放缩法是高中数学中重要而又较难的一种方法，在高考导数压轴题中经常遇到，尤其是与不等式相结合的综合类题目，恰当的放缩会给解题带来意想不到的惊喜，同时放缩也是一种重要的数学思想。新高考重视数学核心素养的考查，而放缩法承载的是推理论证能力，属于逻辑推理的核心素养[1]，这使得其成为命题的热点之一，备受关注。本文研究2023年高考数学试题，发现导数类试题简洁明快，入手容易，但做起来难，不仅仅考查基础知识、基本方法和思想，同时也突出了创新性和理性思维，并且题目的转折点基本在放缩法，下面将详细说明放缩法在高考题中总能起到承上启下、至关重要的作用。

Abstract

Expansion and contraction method is an important and difficult method in high school mathematics. It is often encountered in the derivative closing questions of college entrance examination, especially the comprehensive questions combined with inequalities. Proper shrinkage method will bring unexpected surprises to the solution of the problem, and shrinkage method is also an important mathematical idea. The new college entrance examination attaches great importance to the examination of the core quality of mathematics, while the reduction method bears the ability of reasoning and argumentation, which belongs to the core quality of logical reasoning [1], which makes it become one of the hot topics of proposition and attracts much attention.

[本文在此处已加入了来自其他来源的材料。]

Issue #866, opened 2025-05-17
Ways to work around the orphan rule


Veykril:
For the integration of hte new trait solver in rust-analyzer, we now have queries that return types from the trait solver. These types mention the `'db` lifetime and as such do not fulfill the `Dispatcher` `Update` / `PartialEq + 'static` bounds. Newtyping is not an option here, it would hamper the usability of things too much. I am wondering if it would make sense for a helper attribute that allows returning a non `Update` types while making the tracked attribute unsafe

MichaReiser:
Didn't you open a PR a while ago that allowed overriding `Update` for a field (by calling a function)?

Veykril:
Yes but that is to customize behavior for the derive. We want to avoid having to new type things though. I have different idea in mind for the tracked function case here that I'll look into the next week.

PR #867, opened 2025-05-19
Implement an `!Update` bound escape hatch for tracked fn

Veykril:
Closes https://github.com/salsa-rs/salsa/issues/866


Veykril:
Ideally we wouldn't require `Update` in the first place, instead having an auto trait that is implemented for anything but references. Unfortunately that's not a thing in stable Rust.

PR #1187, opened 2021-02-11
DPC-1071: Admin site separation: create new admin site

Sun-Mountain:
### Fixes [DPC-1071](https://jira.cms.gov/browse/DPC-1071)

This ticket kicks off the separation of the `internal_user` dashboard from the web app. We are creating a second Ruby on Rails app in the DPC repository in `dpc-admin`. This sets up the basic rails app structure and allows users to sign in via github.

### Proposed Changes

- Create `dpc-admin` in root `dpc-app`
- Create main layout and structure for admin portal
- Connect to existing web app database
- Users can log into a separate admin portal via github
- Tests for `internal_user` model and sign in.

### Change Details

- Had to change default `localhost` of `dpc-web` to 3500 so that one can run both admin dashboard and the web app simultaneously.
- Included instructions in both admin and web app readmes.

### Security Implications

### Acceptance Validation

- Users can log into a separate admin portal via github
- Create main layout and structure for admin portal

Screen Shot 2021-02-17 at 11 25 10 AM

Screen Shot 2021-02-17 at 11 24 49 AM

- Have tests pass for internal user sign in and internal user model

Screen Shot 2021-02-17 at 11 23 39 AM

- Create README to set up local admin dashboard

### Feedback Requested

Any


PatKelsh (changes requested):
We should install rubocop and run "rubocop --auto-gen-config" or address the issues it raises. Also the ruby version for this is 2.6.3 but in dpc-web it is 2.7.1, should these be the same version to keep things consistent?
I don't see too many tests in the spec directory, there probably should be a bunch of test, especially for the base search service.

Sun-Mountain:
> We should install rubocop and run "rubocop --auto-gen-config" or address the issues it raises. Also the ruby version for this is 2.6.3 but in dpc-web it is 2.7.1, should these be the same version to keep things consistent?
> I don't see too many tests in the spec directory, there probably should be a bunch of test, especially for the base search service.

Good catch on the ruby version! And I've updated that and added rubocop.

The spec tests for base search will come when I work on the user/org dashboards. Right now the modals (that use the base search) aren't operational because I was struggling with the javascript.

PatKelsh (approved):
Looks good to me

PR #1196, opened 2021-02-22
DPC-1112 Allow default expiration time for Client token creation

SalGutierrez:
### Fixes [DPC-1112](https://jira.cms.gov/browse/DPC-1112)

There is a small bug in GenerateClientTokens task where an empty expiration time is not being handled correctly. Passing in the expiration with in empty value results in a 400. Task should use the default expiration time when a blank value is passed but it tries to parse it.
### Proposed Changes
Ensure the GenerateClientToken task in API is handling empty values for expiration correctly.

### Change Details
The GenerateClientToken task was checking for the expiration parameter and using the default value if it was missing; however, the admin task was sending the expiration parameter, but with a blank value.

Added an extra check for the expiration value.

### Security Implications

### Acceptance Validation
I attempted to create a client token with an empty expiration before the fix (Generate Client Token Build #52) and that resulted in an error (notice the size of s3 file)
Screen Shot 2021-02-22 at 2 40 47 PM

After deploying this branch to DEV I ran the same admin task with the same parameters (Generate Client Token Build #53) and token was successfully generated and uploaded to s3.
Screen Shot 2021-02-22 at 3 52 48 PM


jonfulk (approved):
Thanks for catching that! LGTM

PR #1199, opened 2021-02-24
DPC-817 fix: Enforce explicit fhir+json Accept header, reject nulls and wildcards

jonfulk:
### Fixes [DPC-817](https://jira.cms.gov/browse/DPC-817)

Currently, for export requests, if the `Accept` header is not provided, the FHIRRequestFilter will default it to `*/*`, which is not compliant.

### Proposed Changes

For export requests:
- if the `Accept` header is missing or the value is null, return a 400
- if the `Accept` header is not of an acceptable FHIR type, return a 415

### Change Details

- update tests to check for these conditions: all of the FHIRRequestFilterTests needed to have content and accept headers set on them since both checks can return a 415. There were tests passing before because they passed the accept header check (which was not expected), but then they failed the content header check, throwing the expected error. By adding the correct headers that are not under test, we can control for these hidden failures.
- add a check in the FHIRRequestFilter to check for the absence of the `Accept` header when the uri includes `$export` and return a 400 if it is not there.
- add a condition to return a 415 if the `Accept` header value is a wildcard `*/*`.

### Security Implications

### Acceptance Validation

- `make ci-app` builds successfully and tests pass locally
Screen Shot 2021-02-24 at 1 15 43 PM

- smoke tests pass locally
Screen Shot 2021-02-24 at 8 24 16 PM

- deploy and testing on dev: Using Postman and cURL, the `$export` requests require the FHIR Accept header (and return 415 when not valid or when `*/*` is passed in as the value), but the other requests do not have this requirement. See the following screenshots for examples

✅  Not `$export` and `Accept: */*`
Screen Shot 2021-02-24 at 9 59 42 PM
------------
❌ `$export` and `Accept: */*`
Screen Shot 2021-02-24 at 9 50 08 PM
------------
✅ `$export` and `Accept: application/fhir+json
Screen Shot 2021-02-24 at 9 56 35 PM
------------

### Feedback Requested

Any

Note: both Postman and cURL appear to be automatically adding `Accept: */*` when an accept header is not explicitly added to the request. This makes it impossible to demo the 400 error where the accept header is missing or the value is null, but the FHIRRequestFilterTest tests do check for this case.


dhgreene (approved):
LGTM.  👏 for closer adherence to spec.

This paper studies the 2023 college entrance examination mathematics questions, found that derivative questions concise and bright, easy to start, but difficult to do, not only to examine the basic knowledge, basic methods and ideas, but also highlight the innovative and rational thinking, and the turning point of the topic is basically in the reduction method, the following will be detailed to explain the reduction method in the college entrance examination questions can always play a vital role in linking the preceding and the following.